Single Malt Scotch Prices Skyrocket As Demand Soars
Distilleries are ramping up production to help meet demand, but it’s not fast enough as collectors of older vintages face continually escalating prices for coveted single malt Scotches, reports CNN Money.
"The shortage of old and rare single malt ... has already started, and it's going to get worse," Rickesh Kishnani, founder of the world's first whisky investment fund, told CNN.
Scotch has always been produced in limited quantities but in the late 1980s, many distilleries started going out of business. Exports of Scottish whisky have been stagnating but global demand for the spirit has escalated dramatically in the past decade.
In the U.S., sales of single malt Scotch (which is whisky made from the product of a single distillery rather than a blend) almost tripled between 2002 and 2015, according to the Distilled Spirits Council of the United States.
Demand in Asia has also sky-rocketed, and it now accounts for one-fifth of all Scotch exports annually.
"In China, everybody is talking about it," Stephen Notman of the Whisky Corporation, a whisky investment firm, told CNN Money. "Nobody thought in a million years that there would be a market there for 30-, 40-year-old whisky."
One example of the dramatic price increase is seen with a 30-year aged Black Bowmore whisky, first released in1994. It initially went on sale for $110 a bottle. But, according to Notman, the prized liquor can go for $7,000 at auction today.

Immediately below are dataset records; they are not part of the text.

PR #302, opened 2015-08-16
Don't use weird format specifiers

Orvid:
MSVC doesn't like it when you use `%1$s`, and actually emits a warning at compile time, so pass the second arugment twice instead.

### DIFF
--- a/folly/experimental/NestedCommandLineApp.cpp
+++ b/folly/experimental/NestedCommandLineApp.cpp
@@ -130,8 +130,8 @@ void NestedCommandLineApp::displayHelp(
     // Help for a given command
     auto& p = findCommand(args.front());
     if (p.first != args.front()) {
-      printf("`%1$s' is an alias for `%2$s'; showing help for `%2$s'\n",
-             args.front().c_str(), p.first.c_str());
+      printf("`%s' is an alias for `%s'; showing help for `%s'\n",
+             args.front().c_str(), p.first.c_str(), p.first.c_str());
     }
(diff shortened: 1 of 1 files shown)


folly/experimental/NestedCommandLineApp.cpp
```diff
@@ -130,8 +130,8 @@ void NestedCommandLineApp::displayHelp(
     // Help for a given command
     auto& p = findCommand(args.front());
     if (p.first != args.front()) {
-      printf("`%1$s' is an alias for `%2$s'; showing help for `%2$s'\n",
-             args.front().c_str(), p.first.c_str());
+      printf("`%s' is an alias for `%s'; showing help for `%s'\n",
```
Orvid: As a side note, what's up with the quotes in this? Why are the opening quotes backticks, but the closing quotes just single quotes?

fugalh: That's just GNU-style quotes (
https://www.gnu.org/prep/standards/html_node/Quote-Characters.html) - an
ill-advised tradition from a bygone era (in my personal opinion), but still
pops up perennially. I'm sure it was the preference of whoever wrote this
code. (An emacs user no doubt, not that there's anything wrong with that
but there seems to be a correlation.)

Orvid:
As a note, I'm pretty sure the runtime is actually fine with the current format specifiers, it's just that VS 2015 added compile-time checking of the format specifier strings, and I suspect it missed this construct, which means that it complains :(

PR #305, opened 2015-08-25
Add and implement a couple of fallback defines for MSVC - What was missed

Orvid:
When #264 was merged, some confusion appears to have occurred over whether the defines were needed for the final release of VS 2015. They are needed, so this adds them.

This also adds the change that was excluded when #297 was merged.

### DIFF
--- a/folly/AtomicLinkedList.h
+++ b/folly/AtomicLinkedList.h
@@ -19,6 +19,7 @@
 
 #include <atomic>
 #include <cassert>
+#include <folly/Portability.h>
 
 namespace folly {
 
@@ -67,7 +68,11 @@ class AtomicLinkedList {
   }
 
   bool empty() const {
+#ifdef MSVC_NO_NONVOID_ATOMIC_IF
+    return head_.load() == nullptr;
+#else
     return head_ == nullptr;
+#endif
   }
 
   /**
--- a/folly/AtomicLinkedList.h
+++ b/folly/AtomicLinkedList.h
@@ -19,7 +19,6 @@
 
 #include <atomic>
 #include <cassert>
-#include <folly/Portability.h>
 
 namespace folly {
 
@@ -68,11 +67,7 @@ class AtomicLinkedList {
   }
 
   bool empty() const {
-#ifdef MSVC_NO_NONVOID_ATOMIC_IF
     return head_.load() == nullptr;
-#else
-    return head_ == nullptr;
-#endif
   }
 
   /**
--- a/folly/Format-inl.h
+++ b/folly/Format-inl.h
@@ -774,9 +774,7 @@ class TryFormatValue {
 
 template <class T>
 class TryFormatValue<
-  T,
-  typename std::enable_if<
-      0 < sizeof(FormatValue<typename std::decay<T>::type>)>::type>
+  T, typename FormatValue<typename std::decay<T>::type>::type>
   {
  public:
   template <class FormatCallback>
--- a/folly/Portability.h
+++ b/folly/Portability.h
@@ -334,6 +334,25 @@ inline size_t malloc_usable_size(void* ptr) {
 # define FOLLY_HAS_RTTI 1
 #endif
 
+#if defined(_MSC_VER) && _MSC_FULL_VER <= 190023026 // 2015 RTM or below
+// MSVC2015's initial release produces errors if you try
+// to do `if (std::atomic<char*>)`, while `if (std::atomic<void*>)`
+// works just fine.
+// Bug Report: https://connect.microsoft.com/VisualStudio/feedback/details/1464842
+# define MSVC_NO_NONVOID_ATOMIC_IF 1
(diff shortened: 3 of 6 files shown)


folly/AtomicLinkedList.h
```diff
@@ -67,7 +68,11 @@ class AtomicLinkedList {
   }
 
   bool empty() const {
+#ifdef MSVC_NO_NONVOID_ATOMIC_IF
+    return head_.load() == nullptr;
+#else
     return head_ == nullptr;
+#endif
```
JoelMarcey: If we're supporting broken compilers, just call .load() explicitly for all compilers. And add a comment explaining why.

folly/Format-inl.h
```diff
@@ -774,9 +774,7 @@ class TryFormatValue {
 
 template <class T>
 class TryFormatValue<
-  T,
-  typename std::enable_if<
-      0 < sizeof(FormatValue<typename std::decay<T>::type>)>::type>
+  T, typename FormatValue<typename std::decay<T>::type>::type>
```
JoelMarcey: Why is this necessary?

folly/Portability.h
```diff
@@ -334,6 +334,17 @@ inline size_t malloc_usable_size(void* ptr) {
...
 
+#if defined(_MSC_VER) && _MSC_FULL_VER <= 190023026 // 2015 RTM or below
+// MSVC2015's initial release produces errors if you try
+// to do `if (std::atomic<char*>)`, while `if (std::atomic<void*>)`
+// works just fine.
+// Bug Report: https://connect.microsoft.com/VisualStudio/feedback/details/1464842
+# define MSVC_NO_NONVOID_ATOMIC_IF 1
+// 2015 RTM doesn't support in-class initialization of static constexpr members.
+// Attempting to do this produces an error informing you that this is not yet supported.
+# define MSVC_NO_STATIC_INCLASS_CONSTEXPR_INITIALIZATION 1
```
JoelMarcey: Are there no newer MSVC2015 compilers? Are we going to support broken early versions of fixed compilers?

folly/Singleton.cpp
```diff
@@ -22,7 +22,11 @@ namespace folly {
 
 namespace detail {
 
+#ifdef MSVC_NO_STATIC_INCLASS_CONSTEXPR_INITIALIZATION
+const std::chrono::seconds SingletonHolderBase::kDestroyWaitTime{5};
+#else
 constexpr std::chrono::seconds SingletonHolderBase::kDestroyWaitTime;
+#endif
```
JoelMarcey: Are there no newer MSVC2015 compilers? Are we going to support broken early versions of fixed compilers?

folly/Singleton.h
```diff
@@ -200,7 +200,11 @@ class SingletonHolderBase {
   virtual void destroyInstance() = 0;
 
  protected:
+#ifdef MSVC_NO_STATIC_INCLASS_CONSTEXPR_INITIALIZATION
+  static const std::chrono::seconds kDestroyWaitTime;
+#else
   static constexpr std::chrono::seconds kDestroyWaitTime{5};
+#endif
```
JoelMarcey: If we're supporting broken compilers, just make this `const` rather than `constexpr` for all compilers. And add a comment explaining why.

Or keep this as `constexpr` but move it out of the class and into the namespace, renaming it to

`kSingletonHolderBaseDestroyWaitTime`

And add a comment why it can't go into the class.

folly/Portability.h
```diff
@@ -334,6 +334,17 @@ inline size_t malloc_usable_size(void* ptr) {
...
 #endif
 
+#if defined(_MSC_VER) && _MSC_FULL_VER <= 190023026 // 2015 RTM or below
+// MSVC2015's initial release produces errors if you try
+// to do `if (std::atomic<char*>)`, while `if (std::atomic<void*>)`
+// works just fine.
+// Bug Report: https://connect.microsoft.com/VisualStudio/feedback/details/1464842
+# define MSVC_NO_NONVOID_ATOMIC_IF 1
+// 2015 RTM doesn't support in-class initialization of static constexpr members.
+// Attempting to do this produces an error informing you that this is not yet supported.
```
JoelMarcey: Lint - make this line less than 80 chars

JoelMarcey:
@Orvid I add some comments from a reviewer internally.

folly/Portability.h
Orvid: There are no newer versions currently.

Orvid: As soon as a newer version is released that fixes these, I fully intend to remove the workarounds.

folly/Format-inl.h
Orvid: I'm not certain,  but I believe this is due to MSVC not yet supporting expression SFINAE. Whatever the actual reason MSVC doesn't like the sizeof on an invalid type.

Orvid:
Moved internally to D2901301.

PR #307, opened 2015-08-25
The last few fixes for MSVC

Orvid:
I didn't want to deal with creating separate PRs for each of these, so this is one still small, PR instead.

And no, I can't get rid of T2 in Future.h, nor can I check T2 against Unit. I don't know why, but MSVC just doesn't like it.

### DIFF
--- a/folly/futures/Future.h
+++ b/folly/futures/Future.h
@@ -62,7 +62,7 @@ class Future {
 
   template <class T2 = T, typename =
             typename std::enable_if<
-              std::is_same<Unit, T2>::value>::type>
+              std::is_same<Unit, T>::value>::type>
   Future();
 
   ~Future();
--- a/folly/json.cpp
+++ b/folly/json.cpp
@@ -663,7 +663,7 @@ void escapeString(StringPiece input,
         // checking that utf8 encodings are valid
         char32_t v = decodeUtf8(q, e, opts.skip_invalid_utf8);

In 2014, the world's most expensive Scotch was sold at a Sotheby’s auction in Hong Kong-- a large crystal decanter holding Macallan "M" whisky went for $628,205.
Instead of looking to the stock market, savvy investors have begun snapping up bottles of single malt Scotch. According to the Investment Grade Scotch Whisky Index, whisky prices climbed 14 percent last year, beating other traditional assets like gold. The value of Kishnani's whisky fund, which is based in Hong Kong and boasts an impressive collection of about 7,500 bottles, has increased 26 percent since it started in 2014.

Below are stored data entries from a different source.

PR #308, opened 2015-08-27
Support setThreadName under MSVC

Orvid:
Wangle tries to set a thread's name by passing an `std::thread`'s handle, which, under MSVC, is not a `pthread_t`, so we need to add an additional overload to return that we couldn't set it.
I originally tried doing this as a template enabled only if `std::thread::native_handle_type` wasn't `pthread_t`, but I just couldn't quite get it to work right, so I gave up and just special cased MSVC.

### DIFF
--- a/folly/ThreadName.h
+++ b/folly/ThreadName.h
@@ -16,6 +16,7 @@
 
 #pragma once
 
+#include <thread>
 #include <pthread.h>
 #include <folly/Range.h>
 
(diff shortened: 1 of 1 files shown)


Orvid:
A different route to make this happen was taken in https://github.com/facebook/folly/commit/4463e2301ce61477bbe4c0982d699158db33637f.

PR #309, opened 2015-08-27
MSVC has std::underlying_type so use it when converting an enum to a string

Orvid:
And because the `<` operator causes issues with them, at least, in the way this API is used by proxygen's original cpp implementation.


JoelMarcey:
We actually have an internal diff landing soon that drops support for GCC < 4.8 in `folly/Conv.h`. That will supercede this pull request. It should land soon (maybe today).

cc: @yfeldblum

Producers are now working furiously to keep up with demand.
"We are currently working at full capacity… seven days a week, 24 hours a day,” Charlie Whitfield, a brand manager for Macallan, told CNN Money. "We just need to be patient and allow those casks to work their magic."
Macallan plans to open a second distillery by early 2018. But by law, all Scotch whisky must be aged for a minimum of three years so the bottles won’t be released for awhile. Some distilleries, including Macallan, Highland Park and Glenlivet have started releasing bottles without disclosing the whisky’s age on the label but highlight the woods used in the aging process. The move helps keep shelves stocked and allows companies to better control premium bottle prices in the future.
Despite distilleries efforts to boost production, experts say the shortage—and continuing price escalation-- could last 10 to 15 more years.